Saved entries
++++

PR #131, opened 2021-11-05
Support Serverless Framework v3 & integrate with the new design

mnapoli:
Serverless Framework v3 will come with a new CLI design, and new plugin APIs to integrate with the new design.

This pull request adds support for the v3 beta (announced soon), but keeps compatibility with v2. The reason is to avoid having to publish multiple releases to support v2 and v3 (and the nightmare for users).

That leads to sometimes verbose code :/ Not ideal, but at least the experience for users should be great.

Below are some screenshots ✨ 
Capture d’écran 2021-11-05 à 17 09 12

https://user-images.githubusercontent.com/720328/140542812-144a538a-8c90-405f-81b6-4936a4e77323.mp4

++++

> _Task objective_
Would you print, exactly as written, every line above from the one holding "Support Serverless Framework" through the one holding "This pull request", with both included and no other lines?

> _Worked solution_
Support Serverless Framework v3 & integrate with the new design

mnapoli:
Serverless Framework v3 will come with a new CLI design, and new plugin APIs to integrate with the new design.

This pull request adds support for the v3 beta (announced soon), but keeps compatibility with v2. The reason is to avoid having to publish multiple releases to support v2 and v3 (and the nightmare for users).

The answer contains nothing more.